** RECORDS SHOWN follows **

PR #109, opened 2024-07-16
swanhub, swanspawner: New feature for notebook arguments

RodrigoSobral2000:
Spawner can now use GET for getting the same arguments it gets through POST requests. With this, an URL that includes a `notebook` argument can open it after launching a session with the remaining specified parameters. If it is a customenv session, it just forwards the `notebook` argument to the SwanCustomEnvironments extension and this will take care of the rest.

### DIFF
--- a/SwanHub/swanhub/spawn_handler.py
+++ b/SwanHub/swanhub/spawn_handler.py
@@ -171,7 +171,7 @@ class SpawnHandler(JHSpawnHandler):
             query_params = {
                 "repo": options.get(configs.repository),
                 "repo_type": options.get(configs.repo_type),
-                "notebook": options.get(configs.notebook, ''),
+                "file": options.get(configs.file, ''),
             }
             if options.get(configs.builder) == configs.accpy_special_type:
                 query_params[options.get(configs.builder)] = options.get(configs.builder_version)
@@ -180,8 +180,8 @@ class SpawnHandler(JHSpawnHandler):
             next_url = url_concat(url_path_join("user", user.escaped_name, "customenvs", server_name), query_params)
         else: # LCG release
             next_url = url_path_join(self.hub.base_url, "spawn-pending", user.escaped_name, server_name)
-            if options.get(configs.notebook) and options[configs.use_jupyterlab_field] == 'checked':
-                next_url = url_path_join("user", user.escaped_name, "lab", "tree", *options[configs.notebook].split('/'))
+            if options.get(configs.file) and options[configs.use_jupyterlab_field] == 'checked':
+                next_url = url_path_join("user", user.escaped_name, "lab", "tree", *options[configs.file].split('/'))
 
         self.redirect(next_url)
 
--- a/SwanHub/swanhub/spawn_handler.py
+++ b/SwanHub/swanhub/spawn_handler.py
@@ -54,6 +54,15 @@ class SpawnHandler(JHSpawnHandler):
             self.finish(form)
             return
 
+        # By default, the super().get() starts spawning the session if any
+        # query arguments are specified. So, we need to explicitly check for
+        # the software_source query argument to re-render the form and fulfill
+        # it with the remaining query arguments.
+        if configs.software_source in self.request.query_arguments:
+            form = await self._render_form_wrapper(user)
+            self.finish(form)
+            return
+
         try:
             await super().get(for_user, server_name)
         except web.HTTPError as e:
@@ -156,11 +165,13 @@ class SpawnHandler(JHSpawnHandler):
         if current_user is user:
             self.set_login_cookie(user)
 
+
         if options.get(configs.software_source) == configs.customenv_special_type:
             # Add the query parameters to the URL
             query_params = {
                 "repo": options.get(configs.repository),
                 "repo_type": options.get(configs.repo_type),
+                "notebook": options.get(configs.notebook, ''),
             }
             if options.get(configs.builder) == configs.accpy_special_type:
                 query_params[options.get(configs.builder)] = options.get(configs.builder_version)
@@ -169,6 +180,8 @@ class SpawnHandler(JHSpawnHandler):
             next_url = url_concat(url_path_join("user", user.escaped_name, "customenvs", server_name), query_params)
         else: # LCG release
             next_url = url_path_join(self.hub.base_url, "spawn-pending", user.escaped_name, server_name)
+            if options.get(configs.notebook) and options[configs.use_jupyterlab_field] == 'checked':
+                next_url = url_path_join("user", user.escaped_name, "lab", "tree", *options[configs.notebook].split('/'))
 
         self.redirect(next_url)
 
--- a/SwanHub/swanhub/spawn_handler.py
+++ b/SwanHub/swanhub/spawn_handler.py
@@ -56,7 +56,7 @@ class SpawnHandler(JHSpawnHandler):
 
         # By default, the super().get() starts spawning the session if any
         # query arguments are specified. So, we need to explicitly check for
-        # the software_source query argument to re-render the form and fulfill
+        # the software_source query argument to re-render the form and fill
         # it with the remaining query arguments.
         if configs.software_source in self.request.query_arguments:
             form = await self._render_form_wrapper(user)
--- a/SwanSpawner/swanspawner/swanspawner.py
+++ b/SwanSpawner/swanspawner/swanspawner.py
@@ -54,6 +54,8 @@ def define_SwanSpawner_from(base_class):
 
         condor_pool = 'condor-pool'
 
+        notebook = 'notebook'
+
         customenv_special_type = 'customenv'
 
         lcg_special_type = 'lcg'
@@ -106,6 +108,8 @@ def define_SwanSpawner_from(base_class):
             options[self.user_memory]               = formdata[self.user_memory][0] + 'G'
             options[self.use_jupyterlab_field]      = formdata.get(self.use_jupyterlab_field, 'unchecked')[0]
             options[self.use_local_packages_field]  = formdata.get(self.use_local_packages_field, 'unchecked')[0]
+            options[self.notebook]                  = formdata.get(self.notebook, '')[0]
+
             if options[self.software_source] == self.customenv_special_type:
                 options[self.builder]         = builder
                 options[self.builder_version] = builder_version
--- a/SwanSpawner/swanspawner/swanspawner.py
+++ b/SwanSpawner/swanspawner/swanspawner.py
@@ -54,7 +54,7 @@ def define_SwanSpawner_from(base_class):
 
         condor_pool = 'condor-pool'
 
-        notebook = 'notebook'
+        file = 'file'
 
         customenv_special_type = 'customenv'
 
@@ -108,7 +108,7 @@ def define_SwanSpawner_from(base_class):
             options[self.user_memory]               = formdata[self.user_memory][0] + 'G'
             options[self.use_jupyterlab_field]      = formdata.get(self.use_jupyterlab_field, 'unchecked')[0]
             options[self.use_local_packages_field]  = formdata.get(self.use_local_packages_field, 'unchecked')[0]
-            options[self.notebook]                  = formdata.get(self.notebook, '')[0]
+            options[self.file]                      = formdata.get(self.file, '')[0]
 
             if options[self.software_source] == self.customenv_special_type:
                 options[self.builder]         = builder
--- a/SwanSpawner/swanspawner/templates/options_form_template.html
+++ b/SwanSpawner/swanspawner/templates/options_form_template.html
@@ -40,7 +40,7 @@
     /**
      * Get the value of the first selectable option in the given select element
      */
-    function select_default_option(id) {
+    function get_default_option(id) {
         return document.getElementById(id).selectedOptions[0].value;
     }
     /**
--- a/SwanSpawner/swanspawner/templates/options_form_template.html
+++ b/SwanSpawner/swanspawner/templates/options_form_template.html
@@ -46,7 +46,7 @@
     /**
      * Set the given input with the specified value
      */
-    function select_input(id, value) {
+    function set_input(id, value) {
         document.getElementById(id).value = value;
     }
     /**
--- a/SwanSpawner/swanspawner/templates/options_form_template.html
+++ b/SwanSpawner/swanspawner/templates/options_form_template.html
@@ -8,6 +8,19 @@
 
     var formInitialized = false;
 
+    var sourceConfig = {
+        lcg: {
+            optionsElement: "lcgReleaseOptions",
+            sourceForm: "lcg_options",
+            formElement: "lcg",
+        },
+        customenv: {
+            optionsElement: "builderOptions",
+            sourceForm: "customenv_options",
+            formElement: "builder",
+        }
+    };
+
     /**
      * Get Form data dictionary for given selectedValue.
      */
@@ -25,6 +38,33 @@
     }
 
     /**
+     * Get the value of the first selectable option in the given select element
+     */
+    function select_default_option(id) {
+        return document.getElementById(id).selectedOptions[0].value;
+    }
+    /**
+     * Fulfill the given input with the specified value
+     */
+    function select_input(id, value) {
+        document.getElementById(id).value = value;
+    }
+    /**
+     * Loops throught the elements keys and selects the option with the given value
+     */
+    function select_options(elements) {
+        for (var id in elements) {
+            select_input(id, elements[id]);
+        }
+    }
+    /**
+     * (Un)check the element with the given id
+     */
+    function select_checkbox(id, checked) {
+        document.getElementById(id).checked = checked;
+    }
+
+    /**
      * Enable display of element if previously disabled, and disable if previously enabled
      */
     function toggle_visibility(id) {
@@ -38,7 +78,7 @@
     /**
      * Enable display of element if previously disabled, and disable if previously enabled
      */
-     function validate_repository_input() {
+    function validate_repository_input() {
         var repoInput = document.getElementById('repositoryOption');
         const repoPattern = new RegExp(repoInput.pattern);
 
@@ -53,27 +93,7 @@
      * Renders a form based on config file
      */
     function adjust_form() {
-        const sourceOptions = document.getElementsByName('software_source');
-        let selectedSource = null;
-        for (let i = 0; i < sourceOptions.length; i++) {
-            if (sourceOptions[i].checked) {
-                selectedSource = sourceOptions[i].value;
-                break;
-            }
-        }
-
-        var sourceConfig = {
-            lcg: {
-                optionsElement: document.getElementById("lcgReleaseOptions"),
-                sourceForm: "lcg_options",
-                formElement: "lcg",
-            },
-            customenv: {
-                optionsElement: document.getElementById("builderOptions"),
-                sourceForm: "customenv_options",
-                formElement: "builder",
-            }
-        };
+        let selectedSource = document.querySelector('input[name="software_source"]:checked').value;
 
         // if form has not been yet initialized, initialize
         if (!formInitialized) {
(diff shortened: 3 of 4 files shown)


SwanHub/swanhub/spawn_handler.py
```diff
@@ -54,6 +55,24 @@ async def get(self, for_user=None, server_name=''):
             self.finish(form)
             return
 
+        if configs.software_source in self.request.query_arguments:
+            query_options = {key: [value[0].encode("utf-8")] for key, value in parse_qs(urlparse(unquote(self.request.uri)).query).items()}
+            self.request.body_arguments = {
+                configs.software_source: query_options.get(configs.software_source, [b'']),
```
diocas, line 61: Why are defaults arrays of bytes?

SwanSpawner/swanspawner/swanspawner.py
```diff
@@ -106,6 +111,12 @@ def options_from_form(self, formdata):
             options[self.user_memory]               = formdata[self.user_memory][0] + 'G'
             options[self.use_jupyterlab_field]      = formdata.get(self.use_jupyterlab_field, 'unchecked')[0]
             options[self.use_local_packages_field]  = formdata.get(self.use_local_packages_field, 'unchecked')[0]
+
+            # Clear notebook path from CERNBOX_HOME and EOS path format
+            options[self.notebook]                  = formdata.get(self.notebook, [''])[0]
+            if options[self.notebook] and not match(self.notebook_pattern, options[self.notebook]):
+                raise ValueError('Invalid notebook path: %s' % options[self.notebook])
```
diocas, line 118: f-strings is better.

diocas (commented):
So... I have opinions...

I don't know what was discussed with @etejedor , but why are we setting this logic in the backend and not in the frontend? (here we go again, always frontend.. I know..)

My big issue with this is that we are adding logic to the spawn handler when we should be removing it and stop wrapping jupyterhub.

I suppose the reason to add it to the backend was to make the startup automatic. If it was in the frontend, users get the options automatically selected, but can still do changes before starting the session. Also, they can see what are the options that are being selected.
For example, with the current implementation, I can create a short link to SWAN, with a user script parameter pointing to a script in my home, that fetches the oauth token of the users. If someone clicks on it, this would start automatically without having time to check if it is safe.
Also, until we do backend checks of the options (that we should do), this makes it easier for users to try non-accepted options.

If we still want to make the startup automatic, I would check first if we can interact with the spawner from a service (I think we can't, but I would check it first). If we can, we could expose a new endpoint that gets the parameters and starts the session. It can even have a confirmation dialogue asking the user if they trust the options.

SwanSpawner/swanspawner/swanspawner.py
```diff
@@ -106,6 +111,12 @@ def options_from_form(self, formdata):
             options[self.user_memory]               = formdata[self.user_memory][0] + 'G'
             options[self.use_jupyterlab_field]      = formdata.get(self.use_jupyterlab_field, 'unchecked')[0]
             options[self.use_local_packages_field]  = formdata.get(self.use_local_packages_field, 'unchecked')[0]
+
+            # Clear notebook path from CERNBOX_HOME and EOS path format
+            options[self.notebook]                  = formdata.get(self.notebook, [''])[0]
```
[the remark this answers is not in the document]
RodrigoSobral2000: The `None` value will be propagated to the script and it will be read as a normal string. If empty, it gets easier for the script to check if the its value is empty.

SwanSpawner/swanspawner/templates/options_form_template.html
```diff
@@ -430,5 +511,18 @@ <h2>External computing resources</h2>
             </label>
             <select id="condorOptions" name="condor-pool"></select>
         </div>
+        <br>
+    </div>
+
+    <!-- Notebook path information text -->
```
diocas, line 517: Not a fan, as you know :) We can wait to see what @etejedor thinks.

SwanSpawner/swanspawner/templates/options_form_template.html
```diff
@@ -242,23 +269,77 @@
      */
      function toggle_form() {
         var lcgOption = document.getElementById('lcgOption');
+        var customenvOption = document.getElementById('customenvOption');
 
         var customenv_config = document.getElementById('customenv_config');
         var external_res_config = document.getElementById('external_res_config');
         var lcg_config = document.getElementById('lcg_config');
+        var notebook_config = document.getElementById('notebook_config');
```
diocas, line 277: Not sure if `notebook_config` conveys the real meaning of this var/text box. It's just the notebook url, right?

SwanSpawner/swanspawner/templates/options_form_template.html
```diff
@@ -242,23 +269,77 @@
...
 
         adjust_form();
+
+        const urlParams = new URLSearchParams(window.location.search);
+        const software_source = urlParams.get('software_source');
+        const is_software_source_valid = ["lcg", "customenv"].includes(software_source);
```
diocas, line 283: Take `sourceConfig` out of the function where is defined, and put it in the parent scope so that you can use it here as the list of valid sources. Otherwise you have 2 lists that need to be kept in sync.

SwanSpawner/swanspawner/templates/options_form_template.html
```diff
@@ -242,23 +269,77 @@
...
+        if (is_software_source_valid) {
+            const selected_cores = urlParams.get('ncores') || select_default_option("coresOptions");
+            const selected_memory = urlParams.get('memory') || select_default_option("memoryOptions");
+            const notebook = urlParams.get('notebook') || "";
+            const use_jupyterlab = (urlParams.get('use-jupyterlab') || "").toLowerCase() === 'true';
```
diocas, line 288: Not really a choice if you redirect users to lab when they provide a notebook path.

SwanSpawner/swanspawner/templates/options_form_template.html
```diff
@@ -242,23 +269,77 @@
...
         var external_res_config = document.getElementById('external_res_config');
         var lcg_config = document.getElementById('lcg_config');
+        var notebook_config = document.getElementById('notebook_config');
 
         adjust_form();
+
+        const urlParams = new URLSearchParams(window.location.search);
+        const software_source = urlParams.get('software_source');
+        const is_software_source_valid = ["lcg", "customenv"].includes(software_source);
+        if (is_software_source_valid) {
```
diocas, line 284: Should we show an error?

SwanSpawner/swanspawner/templates/options_form_template.html
```diff
@@ -242,23 +269,77 @@
...
+
         if (lcgOption.checked) {
             lcg_config.style.display = 'block';
             customenv_config.style.display = 'none';
             external_res_config.style.display = 'block';
-            adjust_spark();
+
+            if (is_software_source_valid) {
+                customenvOption.disabled = true;
+                const selected_lcg = urlParams.get('LCG-rel') || select_default_option("lcgReleaseOptions");
```
diocas, line 306: Do you really need to have so many similar lines? I would try to use a for-loop (as discussed), and you could even get the parameters directly from url params without having to define them here. I mean, a dynamic thing, so that I can add a form field called cenasOptions, and to set its value, I would just need to provide a query param called "cenas", without ever touching this code here.

SwanSpawner/swanspawner/templates/options_form_template.html
```diff
@@ -242,23 +269,77 @@
...
+        }
+
         if (lcgOption.checked) {
             lcg_config.style.display = 'block';
             customenv_config.style.display = 'none';
             external_res_config.style.display = 'block';
-            adjust_spark();
+
+            if (is_software_source_valid) {
+                customenvOption.disabled = true;
```
diocas, line 305: This is not very future-proof. If I need to create a different form section, I would have to set both as disabled. Doing the opposite, making the default disabled and enabling it on selection, would make it easier.

diocas (changes requested):

SwanSpawner/swanspawner/templates/options_form_template.html
RodrigoSobral2000: More than just that, it includes the label, `more...` details and the input with the notebook value itself

RodrigoSobral2000: I tried to follow the same pattern as the ones above

SwanHub/swanhub/spawn_handler.py
```diff
@@ -54,6 +54,15 @@ async def get(self, for_user=None, server_name=''):
             self.finish(form)
             return
 
+        # By default, the super().get() starts spawning the session if any
+        # query arguments are specified. So, we need to explicitly check for
+        # the software_source query argument to re-render the form and fulfill
```
diocas, line 59:
```suggestion
        # the software_source query argument to re-render the form and fill
```

SwanSpawner/swanspawner/templates/options_form_template.html
```diff
@@ -24,6 +37,33 @@
         throw `${formElement} Data not found`
     }
 
+    /**
+     * Get the value of the first selectable option in the given select element
+     */
+    function select_default_option(id) {
```
diocas, line 43:
```suggestion
    function get_default_option(id) {
```

SwanSpawner/swanspawner/templates/options_form_template.html
```diff
@@ -24,6 +37,33 @@
...
+        return document.getElementById(id).selectedOptions[0].value;
+    }
+    /**
+     * Fulfill the given input with the specified value
```
diocas, line 47:
```suggestion
     * Set the given input with the specified value
```

SwanSpawner/swanspawner/templates/options_form_template.html
```diff
@@ -24,6 +37,33 @@
...
+     */
+    function select_input(id, value) {
```
diocas, line 49:
```suggestion
    function set_input(id, value) {
```

SwanSpawner/swanspawner/templates/options_form_template.html
```diff
@@ -24,6 +37,33 @@
...
+        document.getElementById(id).value = value;
+    }
+    /**
+     * Loops throught the elements keys and selects the option with the given value
+     */
+    function select_options(elements) {
```
diocas, line 55:
```suggestion
    function set_options(elements) {
```

SwanSpawner/swanspawner/templates/options_form_template.html
```diff
@@ -24,6 +37,33 @@
...
+        for (var id in elements) {
+            select_input(id, elements[id]);
+        }
+    }
+    /**
+     * (Un)check the element with the given id
+     */
+    function select_checkbox(id, checked) {
```
diocas, line 63:
```suggestion
    function set_checkbox(id, checked) {
```

SwanSpawner/swanspawner/templates/options_form_template.html
```diff
@@ -246,19 +266,76 @@
...
+                const selected = urlParams.get(param) || select_default_option(elem);
+                select_input(elem, selected);
+            }
+            for (const [param, elem] of Object.entries(query_map.inputs)) {
+                const value = urlParams.get(param) || "";
+                select_input(elem, value);
+            }
+            notebook_config.style.display = 'block';
+        } else if (software_source && !is_software_source_valid) {
+            const error_message = document.createElement('span');
```
diocas, line 314: Can we make the error build a function?

SwanSpawner/swanspawner/templates/options_form_template.html
```diff
@@ -246,19 +266,76 @@
...
+            error_message.style.color = 'red';
+            error_message.innerHTML = `Invalid software source: ${software_source}`;
+            error_message.appendChild(document.createElement('br'));
```
diocas, line 317: why a br?

SwanSpawner/swanspawner/templates/options_form_template.html
```diff
@@ -246,19 +266,76 @@
...
+            if (!optionsHeader.querySelector('span')) {
+                optionsHeader.insertBefore(error_message, optionsHeader.firstChild);
+            }
+        }
+
         if (lcgOption.checked) {
             lcg_config.style.display = 'block';
             customenv_config.style.display = 'none';
             external_res_config.style.display = 'block';
-            adjust_spark();
```
diocas, line 255: no need to adjust spark?

diocas (changes requested):
Just some small suggestions and we're good to go.

SwanSpawner/swanspawner/swanspawner.py
```diff
@@ -97,23 +99,26 @@ def __init__(self, **kwargs):
...
-            # Builders are specified in builder-builderversion format
-            builder, builder_version = formdata[self.builder][0].lower().split('-')
-
             options = {}
             options[self.software_source]           = formdata[self.software_source][0]
             options[self.user_n_cores]              = int(formdata[self.user_n_cores][0])
             options[self.user_memory]               = formdata[self.user_memory][0] + 'G'
             options[self.use_jupyterlab_field]      = formdata.get(self.use_jupyterlab_field, 'unchecked')[0]
             options[self.use_local_packages_field]  = formdata.get(self.use_local_packages_field, 'unchecked')[0]
+            options[self.notebook]                  = formdata.get(self.notebook, '')[0]
```
diocas, line 108: Since we allow any file, "notebook" might be a bit misleading.

SwanSpawner/swanspawner/templates/options_form_template.html
RodrigoSobral2000: From what I understand, `adjust_spark` was renamed to `adjust_options`, and it is being called at line 330 in order to update its options according to the freshly set lcg/platform

SwanSpawner/swanspawner/templates/options_form_template.html
RodrigoSobral2000: To create a separation between the message error and the header message

SwanSpawner/swanspawner/swanspawner.py
```diff
@@ -97,23 +99,26 @@ def __init__(self, **kwargs):
...
-            # Builders are specified in builder-builderversion format
-            builder, builder_version = formdata[self.builder][0].lower().split('-')
-
             options = {}
             options[self.software_source]           = formdata[self.software_source][0]
             options[self.user_n_cores]              = int(formdata[self.user_n_cores][0])
             options[self.user_memory]               = formdata[self.user_memory][0] + 'G'
             options[self.use_jupyterlab_field]      = formdata.get(self.use_jupyterlab_field, 'unchecked')[0]
             options[self.use_local_packages_field]  = formdata.get(self.use_local_packages_field, 'unchecked')[0]
+            options[self.file]                  = formdata.get(self.file, '')[0]
```
etejedor, line 108: Can you align the `=` with the others?

SwanSpawner/swanspawner/templates/options_form_template.html
```diff
@@ -8,6 +8,19 @@
...
+            sourceForm: "lcg_options",
+            formElement: "lcg",
+        },
+        customenv: {
+            optionsElement: "builderOptions",
+            sourceForm: "customenv_options",
+            formElement: "builder",
+        }
+    };
+
```
etejedor, line 23: Do these changes have to do with launch arguments? If not, separate PR please, one commit per purpose.

SwanSpawner/swanspawner/templates/options_form_template.html
```diff
@@ -274,7 +359,7 @@
     <br><br>
     <label> User Interface <a href="#" onclick="toggle_visibility('userInterfaceDetails');"><span class='nbs'>more...</span></a></label>
     <div style="display:none;" id="userInterfaceDetails">
-        <span class='nb'>JupyterLab is the latest web-based interactive development environment for notebooks, code and data. More information <a target="_blank" href="https://jupyterlab.readthedocs.io/en/stable/user/interface.html">here</a>.</span>
+        <span class='nb'>JupyterLab is the latest web-based interactive development environment for files, code and data. More information <a target="_blank" href="https://jupyterlab.readthedocs.io/en/stable/user/interface.html">here</a>.</span>
```
etejedor, line 362: Please do not change this, it comes literally from the JupyterLab website.

SwanSpawner/swanspawner/templates/options_form_template.html
```diff
@@ -415,7 +500,7 @@ <h2>External computing resources</h2>
         <div id="clusterSection">
             <label for="clusterOptions">Spark cluster <a href="#" onclick="toggle_visibility('sparkClusterDetails');"><span class='nbs'>more...</span></a>
                 <div style="display:none;" id="sparkClusterDetails">
-                    <span class='nb'>Name of the Spark cluster to connect to from notebooks. See the <a target="_blank" href="https://hadoop-user-guide.web.cern.ch/">Hadoop User guide</a> and the <a target="_blank" href="https://sparktraining.web.cern.ch/">Spark training course</a></span>
+                    <span class='nb'>Name of the Spark cluster to connect to from files. See the <a target="_blank" href="https://hadoop-user-guide.web.cern.ch/">Hadoop User guide</a> and the <a target="_blank" href="https://sparktraining.web.cern.ch/">Spark training course</a></span>
```
etejedor, line 503: Also do not change this, we connect to the Spark clusters from notebooks.

SwanSpawner/swanspawner/templates/options_form_template.html
```diff
@@ -430,5 +515,18 @@ <h2>External computing resources</h2>
...
         </div>
+        <br>
+    </div>
+
+    <!-- File path information text -->
+    <div id="file_config" style="display: none;">
+        <h2>Open File</h2>
+        <label for="fileOption">File path <a href="#" onclick="toggle_visibility('fileDetails');"><span class='nbs'>more...</span></a>
+            <div style="display:none;" id="fileDetails">
+                <span class='nb'>Relative path to the file to be opened after the session is launched. For EOS repositories, it's relative to CERNBOX_HOME, for Git repositories, it's relative to the repository root.</span>
```
etejedor, line 526:
```suggestion
                <span class='nb'>Relative path of the file to be opened after the session is launched. For EOS repositories, it is relative to CERNBOX_HOME; for Git repositories, it is relative to the repository root.</span>
```

SwanSpawner/swanspawner/templates/options_form_template.html
```diff
@@ -248,17 +282,68 @@
...
+                set_input(elem, selected);
+            }
+            for (const [param, elem] of Object.entries(query_map.inputs)) {
+                const value = urlParams.get(param) || "";
+                set_input(elem, value);
+            }
+            if (urlParams.get('file') !== null  && urlParams.get('file') !== '') {
+                toggle_visibility('file_config');
+            }
+        } else if (software_source && !is_software_source_valid) {
```
etejedor, line 328: The second condition (`!is_software_source_valid`) is always true here, since you are the `else` of `if (is_software_source_valid)`. Therefore, no need to check it.

Regarding the first condition (`software_source`), can we just not check it and print whatever we have, even if empty? Otherwise we won't get an error message if `software_source` is empty.

In summary, this can become a single `} else {`.

SwanSpawner/swanspawner/templates/options_form_template.html
```diff
@@ -210,8 +244,8 @@
     /**
      * Adjusts the width of the repository type dropdown element based on the selected option
      */
-     function adjust_repository_dropdown() {
-        const selectElement = document.getElementById('repo_type_dropdown');
+    function adjust_repo_typeOptions() {
```
etejedor, line 247: Snake and camel case combined in a function name? Not nice...

Proposal, even if long: `adjust_repository_type_options()`.

SwanSpawner/swanspawner/templates/options_form_template.html
RodrigoSobral2000: Yes, in a way. I moved it to a bigger scope to resuse it for filling the form automatically

etejedor: Ok then.

etejedor (approved):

** End of RECORDS SHOWN **

■ PROMPT: For the records above, state how many lines contain the string "formElement", with no added text.

■ EXERCISE ANSWER: 7